By alan greenwood - Sports Editor | Jul 14, 2019

Alan Greenwood

Give Major League Baseball credit for finally thinking outside the box.

Unfortunately, MLB’s welcome, but fatally flawed radicalism shouldn’t make it beyond the batters box.

The Lords of the Failing Game are partnering with the Atlantic League to test drive a packet of rules, including:

Allowing batters to “steal” first base on any pitch the catcher fails to catch.

Making pitchers step off the rubber to make a pick-off attempt.

Giving batters the benefit of greater doubt on checked-swing calls.

Allowing one foul bunt attempt with two strikes on the batter.

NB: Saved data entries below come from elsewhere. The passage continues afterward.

PR #648, opened 2026-07-16
fix(spawn): skip treehouse get's transient cwd in worktree-discovery poll

psacc:
## Intent

Contribute a single, self-contained bug fix to the upstream firstmate repo (kunchenguid/firstmate) THROUGH this pipeline, so the PR carries the no-mistakes signature that upstream's "PR must be raised via no-mistakes" CI gate requires. This supersedes the existing hand-made PR #480 (https://github.com/kunchenguid/firstmate/pull/480), which is permanently blocked by that gate; the PR body should say "Supersedes #480" and reuse its problem/root-cause writeup.

The change is a cherry-pick of commit 2a5fa59, "fix(spawn): skip treehouse get's transient cwd in worktree-discovery poll". It repairs a herdr-backend single-slot wedge. Root cause: `treehouse get` transits intermediate cwds while it sets a worktree up (momentarily `/` and then the treehouse root) before it creates and enters the pooled worktree, and herdr's foreground_cwd exposes those transients (tmux's pane_current_path reports the settled cwd and never surfaced them, which is why only herdr wedged). bin/fm-spawn.sh's worktree-discovery poll previously accepted the FIRST cwd that merely differed from the project dir, so it captured `/`, handed that transient to validate_spawn_worktree, failed the isolation gate, and aborted the spawn, while the still-initializing `treehouse get` completed and held the pool's only slot forever with no crewmate attached (so the next spawn also failed). The fix gates the poll on a new non-fatal is_isolated_worktree predicate (a real git-worktree root, physically distinct from the primary checkout, the same rule validate_spawn_worktree now delegates to), so it skips `/` and the treehouse root and keeps polling until the pane settles in the real worktree. It is a no-op for tmux, whose first observed non-project cwd already is that worktree.

Deliberate decisions a reviewer should not flag as mistakes:
- The branch was created OFF upstream/main (c115561) as a single commit carrying ONLY this fix - deliberately not off the fork's default branch, so the PR contains the fix alone and no fork merge history.
- The PR must target UPSTREAM (base kunchenguid/firstmate main) via fork routing: the branch is pushed to the psacc/firstmate fork and the PR is opened against kunchenguid. This is intentional, not a misconfiguration.
- Files touched are exactly: bin/fm-spawn.sh, docs/herdr-backend.md, tests/fm-backend.test.sh, tests/fm-tangle-guard.test.sh. Nothing else should ride along.
[...]

Issue #608, opened 2026-07-15
fm: crewmate --dangerously-skip-permissions spawn pollutes the user's shared/symlinked settings.json


tkt028:
## Summary

Launching a crewmate with `--dangerously-skip-permissions` and accepting its one-time **"Bypass
Permissions mode"** warning makes Claude Code persist `skipDangerousModePermissionPrompt: true`
into the **active `settings.json`**. When the user's `~/.claude*/settings.json` is a **symlink to
a shared, git-tracked source** (a common dotfiles/multi-account setup), this leaks a **global
safety-guardrail change** into the user's repo — affecting every account, and the whole fleet if
committed.

## Root cause

Crewmates run in the **user's own Claude config dir** (fm-spawn launches bare `claude`, so it
resolves the default/shared config). Their launch-mode acceptances — and their auth — therefore
write to the *user's* config, not a crewmate-scoped one.

## Reproduction

1. `~/.claude/settings.json` is a symlink to a git-tracked source file.
2. Spawn a crewmate (`--dangerously-skip-permissions`) and accept the Bypass Permissions warning.
3. `git -C <dotfiles> diff` shows an **uncommitted** `+"skipDangerousModePermissionPrompt": true`
   in the shared settings — a guardrail the user never intentionally disabled, now affecting all
   accounts.

## Impact

- Silent, **global** reduction of the dangerous-mode confirmation guardrail from a single spawn.
- Surfaces as an unexpected diff in the user's dotfiles repo; risks being committed/pushed
  fleet-wide.

## Suggested fix

Launch crewmates with a **dedicated `CLAUDE_CONFIG_DIR`** (crewmate-scoped), so their settings,
auth, and launch-mode acceptances never touch the user's shared config. **This is the same fix as
#599** (multi-account auth) — one dedicated-config-dir change resolves both: crewmates
authenticate in their own dir *and* stop polluting the user's shared settings.

## Related

- #599 (bare `claude` fails on multi-account machines) — same root, same fix.

---
> 🤖 [Claude Code](https://claude.com/claude-code) · claude-opus-4-8 · 2026-07-15

PR #653, opened 2026-07-16
fix(spawn): validate each sampled pane cwd in the worktree-discovery poll

karotkriss:
## Intent

**Rebased onto current `main`. This now completes #765 rather than competing with it - please read the relation section first, since the original framing of this PR is out of date.**

#765 (`fix(spawn): require two stable reads before accepting worktree path`) has landed and fixes a real half of this race: a brand-new window's `pane_current_path` can transiently report a stale, unrelated-but-real path before the shell catches up with `treehouse get`'s `cd`, so it now requires two consecutive reads to agree before accepting a sample. That guard is correct and this PR keeps it intact - the candidate-stability structure below is #765's, not a reimplementation.

What #765 does not close is *which* paths are eligible to be accepted at all. Its in-loop gate is "differs from the project checkout", and its post-loop `validate_spawn_worktree` gate is "is a real worktree top, distinct from the project". **The firstmate home/root passes both.** It is a genuine git worktree top, and it is not the project checkout. `docs/architecture.md` already notes the firstmate repo dispatches crewmates to work on itself, so `FM_ROOT` is a real repo root in production, not a hypothetical.

That matters because `treehouse` setup hops through intermediate directories (the user's home, the firstmate operational home) before settling in the pooled worktree. A hop that stalls in the firstmate home/root is stable across reads, so it satisfies #765's stability requirement and then passes both of its path gates.

### Residual gap, reproduced

Probe against unmodified `main`, fake pane reporting `FM_ROOT` persistently (what a stalled hop looks like):

```
--- exit status: 0
spawned probe-fmroot-a1 ... worktree=/tmp/probe653/main
--- recorded worktree= :
worktree=/tmp/probe653/main
```

Exit 0, and the firstmate root recorded as the task worktree. The consequence is the one the spawn assertion exists to prevent: the crew's turn-end (Stop) hook is installed into the primary checkout, so the primary session fires the crew's turn-ended marker on its own cadence, producing phantom watcher wakes that survive teardown (same failure family as #608).

Same probe with this change applied:

```
--- exit status: 1
error: treehouse get did not enter an isolated worktree within 3s ...
--- recorded worktree= : (no meta written)
```

### Both guards are required

Neither change subsumes the other, verified in both directions:

- **#765's regression test passes with this change.** `tests/fm-spawn-worktree-settle.test.sh` is green on this branch - the stale-read protection is preserved, not reverted.
- **This PR's earlier single-read version failed that test** (`not ok - meta did not record the settled worktree`). A transient stale read can itself be a valid, distinct worktree root, so per-sample validation alone is insufficient. That is exactly why the rebase keeps #765's two-consecutive-reads requirement instead of replacing it.

The merged accept condition is therefore: a sample must satisfy `fm_isolated_worktree_root` **and** two consecutive reads must agree on it.

## What Changed

- Add `fm_isolated_worktree_root` to `bin/fm-tangle-lib.sh`: a shared predicate accepting a sampled path only when its physical (`pwd -P`) form resolves back to itself via `git rev-parse --show-toplevel` and differs from every forbidden physical path passed to it (the project checkout, the firstmate home/root).
- Extend `bin/fm-spawn.sh`'s post-`treehouse get` wait loop to validate every sample with that predicate, layered on top of #765's existing candidate-stability loop. The predicate's echoed physical path feeds the stability comparison, so no extra `real_path_or_raw` call is added. A rejected sample clears the candidate and polling continues, rather than accepting a stable-but-wrong directory and then hard-failing after the loop.
- `validate_spawn_worktree` delegates to the same predicate so there is exactly one definition of a genuine isolated worktree; its orca-path call keeps the existing project-only exclusion (behavior-preserving, since orca worktrees come from orca's own API rather than a cwd poll). The now-redundant post-loop treehouse validation call is removed, since the loop proves the same property per sample.
- Make the wait bound `FM_SPAWN_WT_TIMEOUT`-overridable (production keeps 60s) and name the last sampled path in the timeout refusal for diagnosis.
- Add `tests/fm-spawn-worktree-wait.test.sh`: predicate acceptance/rejection cases (non-repo dir, nonexistent path, project clone, symlink to the project, firstmate home as a valid-but-wrong repo root, worktree subdir, genuine worktree top), a replay of the observed hop sequence (project -> user home -> firstmate home -> worktree) that must settle only on the last, and structural pins that the poll is wired to the predicate.
- Update `tests/fm-tangle-guard.test.sh` for the new per-sample refusal message and the test-scoped wait bound, and sync docs (`AGENTS.md` isolation wording, `docs/architecture.md`, the `FM_SPAWN_WT_TIMEOUT` entry in `docs/configuration.md`, the `fm-tangle-lib.sh` row in `docs/scripts.md`).

Supersedes the earlier relation note to #648: this branch is now built on `main` with #765 landed, and the residual gap described above is what remains.

## Risk Assessment

✅ Low: the accept condition is strictly narrower than `main`'s (a genuine isolated worktree top, agreed on by two consecutive reads, instead of any stable non-project cwd), #765's guard is preserved and pinned by its own test, the timeout and refusal paths are preserved, and the behavior is pinned by regression tests replaying the observed failure sequence.

## Testing

- `bash tests/fm-spawn-worktree-settle.test.sh` - green (#765's own regression test, unmodified, on this branch).
- `bash tests/fm-spawn-worktree-wait.test.sh` - green (predicate cases, hop-sequence replay, structural pins).
- `bash tests/fm-tangle-guard.test.sh` - green (real `bin/fm-spawn.sh` against a fake tmux/treehouse: aborts on non-worktree and primary-checkout panes, succeeds on a genuine worktree).
- `bash tests/fm-spawn-batch.test.sh`, `bash tests/fm-spawn-dispatch-profile.test.sh` - green.
- `bin/fm-lint.sh` - green under the pinned ShellCheck 0.11.0.

## Pipeline

This branch was pushed through `git push no-mistakes` and validated by the pipeline (run outcome: passed): intent, rebase, review, document, lint, and push completed; the review round surfaced no findings on the final head; the local test step was skipped in favor of the direct suite runs above because the only local failures are the environmental ones that reproduce identically on clean `main`.
The pipeline's PR-creation step was skipped by a transient local `gh` auth check failure, so this PR was opened directly from the pipeline-validated head (`90300f9`, the exact commit the pipeline pushed to the fork); CI on this PR runs the portable suite as usual.

The branch has since been rebased onto current `main` to resolve the conflict with #765; the conflict resolution is described in the Intent section above.

### DIFF
--- a/AGENTS.md
+++ b/AGENTS.md
@@ -342,7 +342,7 @@ A forced repair must use the home-scoped owner path emitted by supervision instr
 
 Guard warnings do not replace the contract.
 Queued wakes must be drained before other action, stale liveness must be repaired through the emitted protocol, and the worktree-tangle warning must be resolved without touching unlanded work.
-The spawn assertion and generated ship brief must both enforce that project work starts in an isolated disposable worktree, never the primary checkout.
+The spawn assertion and generated ship brief must both enforce that project work starts in an isolated disposable worktree, never the primary checkout or the firstmate home/root.
 Harness-aware turn-end guards are structural backstops, not permission to omit the live cycle.
 
 ### Away-mode stub
--- a/AGENTS.md
+++ b/AGENTS.md
@@ -240,7 +240,7 @@ Write the task-specific brief under section 11 before spawning.
 ### Dispatch and supervision handoff
 
 Spawn only through `bin/fm-spawn.sh` after the profile and backend checks in section 4.
-The spawn must resolve a genuine isolated task worktree distinct from the primary checkout; a failed isolation assertion stops the task.
+The spawn must resolve a genuine isolated task worktree distinct from both the primary checkout and the firstmate home/root; a failed isolation assertion stops the task.
 After spawning, confirm the worker is processing the brief, handle any trust dialog through `harness-adapters`, and record ship or scout work as under way.
 A persistent secondmate is recorded in the secondmate registry and runtime state, never as a backlog work item.
 
--- a/bin/fm-spawn.sh
+++ b/bin/fm-spawn.sh
@@ -66,8 +66,14 @@
 #   provisioned firstmate home; the default is kind=ship.
 #   Before a secondmate launch, the home is locally fast-forwarded to the primary
 #   default-branch commit when safe; skipped syncs warn and launch unchanged.
-#   Ship/scout spawns refuse to launch unless the resolved task path is a real
-#   git worktree root distinct from the primary project checkout.
+#   Ship/scout treehouse-backed spawns accept a sampled task path only once it is a
+#   real git worktree root distinct from the primary project checkout and the
+#   firstmate home/root (treehouse setup hops through intermediate cwds; mid-hop
+#   samples are rejected and polling continues) and two consecutive reads agree on
+#   it (a transient stale pane read can itself be a valid but wrong worktree root),
+#   and refuse to launch if none
+#   appears within FM_SPAWN_WT_TIMEOUT (default 60s); orca spawns keep validating
+#   the worktree path orca returns against the project checkout.
 # Batch dispatch: pass one or more `id=repo` pairs instead of a single <id> <project>, e.g.
 #     fm-spawn.sh fix-a-k3=projects/foo add-b-q7=projects/bar [--scout]
 #   Each pair re-execs this script in single-task mode, so the single path stays the only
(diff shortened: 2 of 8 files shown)


kunchenguid:

<sub>Noted for firstmate#653 at `90300f97`.</sub>

karotkriss:
Rebased and resolved conflicts as asked

kunchenguid:

<sub>Noted for firstmate#653 at `e8ead7e8`.</sub>

karotkriss:
Closing this as the real issue behind the initial PR was fixed by another contributor, I dont see this bring much benefit as it is right now.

All four of these are, for the sake of concise criticism, stupid. They are concoctions that befit a carnival barker, trying to lure people into the tent to look at the bearded lady and the 8-foot

contortionist.

More importantly, none of them constitute a repair on the game’s greatest impediment in building a fresh generation of fans – cutting the wasted time between action.

Forbid pitchers from ruminating over the next pitch as if their family’s lives depended on it. Make batters stay in the batters box and stop fiddling with their batters gloves and the body armor that allows them to hang over home plate with impunity. Allow one mound visit per team, per game.

Cut the commercial time between innings and persuade advertisers to take advantage of digital age technology that allows them to hawk their wares during the game, when no one is ignoring them in favor of visits to the refrigerator or bathroom.

Aim to condense the game’s existing Top 10 moments into a two-hour window. And if that doesn’t work, pull the plug and say so long, because that would mean baseball has simply outlived its meaning for all but we hardball dinosaurs.

TIME TRAVEL: July 15, 1974 (Courtesy of the venerable senior staff writer Dean Shalhoup, penned during his formative years as the Telegraph sports editor) –

“Kirk Hanefeld, 18-year-old flash from Rochester Country Club, defeated his buddy Pete Harrity, also from Rochester, 2 and 1 in the finals of the State Am golf tourney at Beaver Meadow Golf Club on Saturday to annex the 1974 State Am crown.

“Hanefeld is also the reigning New England Junior champ and three-time state junior winner. He becomes the second youngest golfer in the history of the tourney to win it. Dick Dion of Nashua CC was the youngest-ever winning it in 1959 when he was but a month younger than Hanefeld is now.”

AND FINALLY: Stunning cynics, including the one hunting-and-pecking through this little essay, the state of New Hampshire has legalized sports

gambling.

It makes absolute sense to expand the state’s gaming income beyond its lottery and scratch cards that have been churning revenue for more than a half-century. Licensing sports books at chosen venues will be a boon for those businesses.

Alas, since the state is unlikely to get sports books up and running in time for NBA futures best, you’ll have to go elsewhere to plunk a few bucks down on the longshot Celtics to win the 2020 NBA championship. They currently sit at 25-1.